EXERCISE
What lines in the material hold the string "when"? Return every one of them.

══════════

PR #1563, opened 2016-10-21
Assign users to categories

davea:
- Users can be assigned to one or more of their parent body's categories
- The 'all reports' link is prefiltered with the user's categories, if they have any, on the Oxfordshire cobrand

Left to do:
- [x] Prefilter /around when entering a postcode/location
- [x] Check other places in the site where it makes sense to prefilter

For mysociety/fixmystreetforcouncils#69

### DIFF
--- a/perllib/FixMyStreet/DB/Result/User.pm
+++ b/perllib/FixMyStreet/DB/Result/User.pm
@@ -391,4 +391,19 @@ sub update_reputation {
     $self->update;
 }
 
+has categories => (
+    is => 'ro',
+    lazy => 1,
+    default => sub {
+        my $self = shift;
+        return [] unless $self->get_extra_metadata('categories');
+        my @categories = $self->result_source->schema->resultset("Contact")->search({
+            id => $self->get_extra_metadata('categories'),
+        }, {
+            order_by => 'category',
+        })->get_column('category')->all;
+        return \@categories;
+    },
+);
+
 1;
--- a/templates/web/base/admin/user-form.html
+++ b/templates/web/base/admin/user-form.html
@@ -142,6 +142,10 @@
             <li>
               [% group.key %]
               <ul class="no-bullets">
+                <li>
+                  (<a href="#" data-select-all>[% loc('all') %]</a> /
+                  <a href="#" data-select-none>[% loc('none') %]</a>)
+                </li>
                 [% FOREACH permission IN group.value %]
                   <li>
                     <label class="inline">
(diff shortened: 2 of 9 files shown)


perllib/FixMyStreet/DB/Result/User.pm
```diff
@@ -391,4 +391,17 @@ sub update_reputation {
...
+sub categories {
+    my $self = shift;
+    return [] unless $self->get_extra_metadata('categories');
+    my @categories = $self->result_source->schema->resultset("Contact")->search({
+        id => $self->get_extra_metadata('categories'),
+    }, {
+        columns => [ 'category' ],
+        order_by => 'category',
+    })->all;
+    my $result = [ map( { $_->category } @categories ) ];
```
dracos: You can probably use get_column here, something like `my @categories = search({ id => …}, { order_by => 'category' })->get_column('category')->all; my $result = \@categories;`

templates/web/base/admin/user-form.html
```diff
@@ -71,6 +71,19 @@
...
+        [% IF contacts AND c.cobrand.moniker != 'zurich'%]
+          <li class="js-user-categories">
+            <div class="admin-hint">
+              <p>
+                [% loc(
+                  "Authorised staff users can be associated with the categories in which they operate.")
+                %]
+              </p>
+            </div>
+            [% INCLUDE 'admin/category-checkboxes.html' %]
```
dracos: Came in useful, this template!

templates/web/base/footer.html
```diff
@@ -25,7 +25,7 @@
                             %]span[% ELSE %]a href="[% base %]/my"[% END
                             %]>[% c.user_exists ? loc("Your account") : loc("Sign in") %]</[% c.req.uri.path == '/my' ? 'span' : 'a' %]></li>[%
                         %]<li><[% IF c.req.uri.path == '/reports'
-                            %]span[% ELSE %]a href="[% base %]/reports"[% END
+                            %]span[% ELSE %]a href="[% base %]/reports[% IF c.user_exists %]?filter_category=[% c.user.categories.join(",") | uri | html %][% END %]"[% END
```
dracos: As with the front page field you've added, do you want to only output this extra part of there are categories to include?

perllib/FixMyStreet/DB/Result/User.pm
davea: Ooh that's nicer, thanks!

PR #2762, opened 2019-11-22
Banes road nearby

struan:
[skip changelog]


templates/web/bathnes/report/new/roads_message.html
```diff
@@ -0,0 +1,7 @@
+<div id="js-roads-responsibility" class="box-warning hidden">
+    <strong>Not maintained by Bath &amp; North East Somerset Council</strong>
+    <div id="js-not-a-road" class="hidden js-responsibility-message">
+        <p>The location you have selected doesn't appear to be on <span class="js-roads-asset" data-original="a road">a road</span>.</p>
```
davea: This might be better as "...a road that Bath & North East Somerset Council maintain" in case the user clicks something that is definitely a road/pavement that just happens to be outside the council's responsibility.

PR #2765, opened 2019-11-25
Guard against XSS from malicious admin user.

dracos:
The below breaks down into three things:
* Various templates assumed a problem's state would be safe, as it is only set by an admin (the front end state change is whitelisted);
* Various templates assumed a problem's category would be safe, for the same reason;
* In a couple of templates, you could submit a malicious payload to yourself.


dracos:
This would be superseded/unnecessary if https://github.com/mysociety/fixmystreet/pull/2772 lands.

PR #2766, opened 2019-11-25
add bodies_id to stash for around and report/new

struan:
This resolved the problem of checking user body permissions on both
around and report/new by adding a variable to stash specifically for
this purpose. Previously staff users could not see the mark private tick
if the report form was loaded via javascript from the around page as
there was no bodies variable in the stash.


struan:
Merged in b36f62bdaf4ca3775c2d6efc4974f98dbd105850

PR #2771, opened 2019-11-26
[Northamptonshire] update Vegetation asset layers

struan:
Allow all categories to make a report on roads or tree assets.
[skip changelog]


struan:
Oh, no, it should still be. Thanks

dracos:
Oh, I approved, but I note the Northants Cypress test is now failing.

Issue #2702, opened 2019-10-28
Group categories in dropdown on map & inspector UI


davea:
Showing of category groups in category dropdown:
- [ ] Map filter
- [x] Inspector form
- [x] Dashboard
- [x] Admin selecting categories for user/templates
- [x] Admin report edit
- [x] Admin body page, list of categories

For cobrands with a lot of grouped categories, showing all categories in a flat list in the dropdown on the map filters isn't very helpful:

![Report Snapshot](https://user-images.githubusercontent.com/4776/67674214-d022af00-f973-11e9-90c9-9b7b9278692f.JPG)

And it's the same on the inspector tool when changing category:

<img width="776" alt="image" src="https://user-images.githubusercontent.com/4776/67674231-dd3f9e00-f973-11e9-833f-b3dac1c01e82.png">

At the very least it would be good to use some `<optgroup>` hierarchy like we do for non-JS on the new report form:

<img width="541" alt="image" src="https://user-images.githubusercontent.com/4776/67674328-1d9f1c00-f974-11e9-8cab-5fc9348aa878.png">

dracos:
Also dashboard category dropdown, admin selecting categories for user/templates, admin report edit.

dracos:
Chat about the map filter one in Slack: https://mysociety.slack.com/archives/C0260Q88Y/p1572862477014100

davea:
PR for map filter one at https://github.com/mysociety/jquery-multi-select/pull/20

PR #2773, opened 2019-11-27
Group categories on map filters & admin

davea:
Adds category groups to the user and template editing forms in the admin:

image

For https://github.com/mysociety/fixmystreet/issues/2702

### DIFF
--- a/perllib/FixMyStreet/App/Controller/Admin/Users.pm
+++ b/perllib/FixMyStreet/App/Controller/Admin/Users.pm
@@ -394,8 +394,10 @@ sub edit : Chained('user') : PathPart('') : Args(0) {
             id => $_->id,
             category => $_->category,
             active => $active_contacts{$_->id},
+            group => $_->get_extra_metadata('group') // '',
         } } @live_contacts;
         $c->stash->{contacts} = \@all_contacts;
+        $c->forward('/report/stash_category_groups', [ \@all_contacts, 1 ]) if $c->cobrand->enable_category_groups;
     }
 
     # this goes after in case we've delete any alerts
--- a/perllib/FixMyStreet/App/Controller/Report.pm
+++ b/perllib/FixMyStreet/App/Controller/Report.pm
@@ -661,6 +661,33 @@ sub check_has_permission_to : Private {
     return \%permissions;
 };
 
+
+sub stash_category_groups : Private {
+    my ( $self, $c, $contacts, $combine_multiple ) = @_;
+
+    my %category_groups = ();
+    for my $category (@$contacts) {
+        my $group = $category->{group} // $category->get_extra_metadata('group') // [''];
+        # this could be an array ref or a string
+        my @groups = ref $group eq 'ARRAY' ? @$group : ($group);
+        if (scalar @groups > 1 && $combine_multiple) {
+            @groups = sort @groups;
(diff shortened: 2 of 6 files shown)


perllib/FixMyStreet/App/Controller/Admin/Users.pm
```diff
@@ -394,8 +394,10 @@ sub edit : Chained('user') : PathPart('') : Args(0) {
             id => $_->id,
             category => $_->category,
             active => $active_contacts{$_->id},
+            group => $_->{group} // $_->get_extra_metadata('group') // [''],
```
dracos: I think `$_->get_extra_metadata('group')` will do here (and in Templates.pm the same), as the loop in stash_category_groups sorts out the default for you, and it's always an object here.

templates/web/base/admin/category-checkboxes.html
```diff
@@ -22,4 +14,23 @@
...
+      <p>[% hint %]</p>
+    </div>
+  [% END %]
+    [% loc('Categories:') %]
+  </legend>
+
+  [% IF category_groups %]
+    [% FOR group IN category_groups %]
+      <h3>[% group.name | html %]</h3>
+      [% INCLUDE checkboxes contacts=group.categories %]
```
dracos: If a category is in multiple groups it will now be listed under all of them. Presumably if you want to deselect that means you'd have to untick it from all of them? I realise this won't be that likely, but only listing them under one group and have some extra text saying "also in a, b, c" might be better.

davea: Good idea. I've put them in a "Multiple Groups" pseudogroup at the bottom of the list with a note as you suggest.

templates/web/base/admin/category-checkboxes.html
```diff
@@ -18,8 +10,31 @@
...
+    <div class="admin-hint">
+      <p>[% hint %]</p>
+    </div>
+  [% END %]
+    [% loc('Categories:') %]
+  </legend>
+
+  [% IF category_groups %]
+    [% FOR group IN category_groups %]
+      <h3>[% group.name | html %]</h3>
```
dracos: If there are categories without a group, then these will be listed under a blank heading here; perhaps default to "No Group" in that case?

perllib/FixMyStreet/App/Controller/Report.pm
```diff
@@ -661,6 +661,33 @@ sub check_has_permission_to : Private {
...
+
+sub stash_category_groups : Private {
+    my ( $self, $c, $contacts ) = @_;
+
+    my %category_groups = ();
+    for my $category (@$contacts) {
+        my $group = $category->{group} // $category->get_extra_metadata('group') // [''];
+        # this could be an array ref or a string
+        my @groups = ref $group eq 'ARRAY' ? @$group : ($group);
+        if (scalar @groups < 2) {
```
dracos: This now breaks the display when reporting a problem - because there you do want the existing behaviour of adding it to all the groups, you don't want a "Multiple Groups" option then. I think it has to be a flag passed to this for the two different behaviour.

davea: Oops, of course. We'll get there in the end :)

PR #2780, opened 2019-12-02
Enable category groups on map filter dropdown

davea:
Adds category groups on the map filter UI:
image

Fixes https://github.com/mysociety/fixmystreet/issues/2702


t/app/controller/reports.t
```diff
@@ -18,6 +18,9 @@ my $body_west_id = $mech->create_body_ok(2504, 'Westminster City Council')->id;
 my $body_fife_id = $mech->create_body_ok(2649, 'Fife Council')->id;
 my $body_slash_id = $mech->create_body_ok(10000, 'Electricity/Gas Council')->id;
 
+my $pothole = $mech->create_contact_ok(body_id => $body_edin_id, category => 'Potholes', email => 'potholes@example.org');
+my $graffiti = $mech->create_contact_ok(body_id => $body_west_id, category => 'Graffiti', email => 'graffiti@example.org');
+my $flytipping = $mech->create_contact_ok(body_id => $body_fife_id, category => 'Flytipping', email => 'flytipping@example.org');
```
struan: I'm not sure I understand what adding these lines is doing?

t/app/controller/reports.t
```diff
@@ -128,6 +131,7 @@ $mech->content_contains('2,3,4,4');
 FixMyStreet::override_config {
     ALLOWED_COBRANDS => 'fixmystreet',
     MAPIT_URL => 'http://mapit.uk/',
+    COBRAND_FEATURES => { category_groups => { fixmystreet => 1 } },
```
struan: likewise, why add this?

t/app/controller/around.t
```diff
@@ -232,7 +232,11 @@ subtest 'check category, status and extra filtering works on /around' => sub {
 
     # Create one open and one fixed report in each category
     foreach my $category ( @$categories ) {
-        $mech->create_contact_ok( category => $category, body_id => $body->id, email => "$category\@example.org" );
+        my $contact = $mech->create_contact_ok( category => $category, body_id => $body->id, email => "$category\@example.org" );
+        if ($category ne 'Pothole') {
+            $contact->set_extra_metadata(group => ['Environment']);
+            $contact->update;
+        }
```
struan: I don't understand what the changes in this file are for.

t/app/controller/reports.t
dracos: Nothing I think, actually, but it seemed odd to be creating reports just underneath that didn't have any matching categories existing for them. I can take them back out.

t/app/controller/around.t
dracos: This is so the fetched around page is loading the filter with category groups in it. I should perhaps have checked for that being in the output!

PR #2784, opened 2019-12-05
Staging banner on web and email

dracos:
image
image
image


web/cobrands/sass/_base.scss
```diff
@@ -659,6 +659,18 @@ ul.error {
...
+.dev-site-notice {
+    font-size: 1.5em;
+    color: #fff;
+    background-color: #f00;
+    position: absolute;
+    padding: 1em 5em;
+    top: 1em;
+    left: -5em;
+    transform: rotate(-45deg);
+    z-index: 2;
```
davea: Could stick a `pointer-events: none` to allow clicking through to content underneath maybe?

zarino: Yeah, I almost suggested this myself. Happily, unlike old-school corner badges (where the whole bounding square was rendered unclickable) this banner will only block clicks behind the banner itself. But maybe for a few extra characters, it’s worth adding the `pointer-events` rule in? Seems unlikely that anyone will ever _actually_ want to click on the banner itself.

══════════

RESPONSE BELOW
- [x] Prefilter /around when entering a postcode/location
And it's the same on the inspector tool when changing category:
dracos: This now breaks the display when reporting a problem - because there you do want the existing behaviour of adding it to all the groups, you don't want a "Multiple Groups" option then. I think it has to be a flag passed to this for the two different behaviour.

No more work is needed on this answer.